Un grand champion mais aussi un visionnaire qui veut transmettre sa passion : il ouvre les portes de son team SWM à de jeunes pilotes (Christian Gouverneur, Jean-Claude Lackaye) et participe à leur éclosion, il crée le premier trial indoor à Charleroi, il organise la Croisière Bleue à travers le pays. Son plus grand succès sera les mythiques 12h de la Chinelle où il mélangera sur la même ligne de départ plus de 100 pilotes professionnels et amateurs sur une épreuve démarrant de nuit : à minuit ! Par cette épreuve, Joël suscitera de nombreuses vocations.

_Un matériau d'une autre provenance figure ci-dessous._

PR #709, opened 2020-02-15
[Go] update concepts list to current state

tehsphinx:


languages/go/reference/README.md
```diff
@@ -27,12 +40,19 @@
 - [Boolean logic](../../../reference/concepts/boolean_logic.md)
 - Channels
 - Code Formatting
+- context.Context
 - [Comments](../../../reference/concepts/comments.md)
 - Concurrency
 - [Conditionals](../../../reference/concepts/conditionals.md)
+- CSV Handling
```
ErikSchierboom: I feel that this is at the edge of what can be still seen as a Concept. Is this a core Go (language) feature? I'm leaning towards this being a bit too specific to be taught in Concept Exercises.

languages/go/reference/README.md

La Coupe de l’Avenir, le Motocross du Pays Noir au profit de l’enfance malheureuse, il en fera une priorité, une fierté aussi avec la reconnaissance du roi Baudouin et de la reine Fabiola qui se déplaceront sur le petit circuit de Jamioulx au sud de Charleroi.

Joël Robert pouvait avoir un foutu caractère. Le carolo disait ce qu’il pensait. Ses amis évoquent aujourd’hui bien sûr son talent, son caractère mais plus que tout son grand cœur, sa grande générosité. Sa fin de vie sera difficile. Il ne sera pas épargné. Ses soucis de santé viendront insidieusement remplacer les pistes de motocross les plus éprouvantes pour mesurer sa force de caractère. Diabète, amputation, AVC, Covid, crise cardiaque, l’enfant terrible du motocross a franchi courageusement son dernier drapeau à damier à l’âge de 77 ans.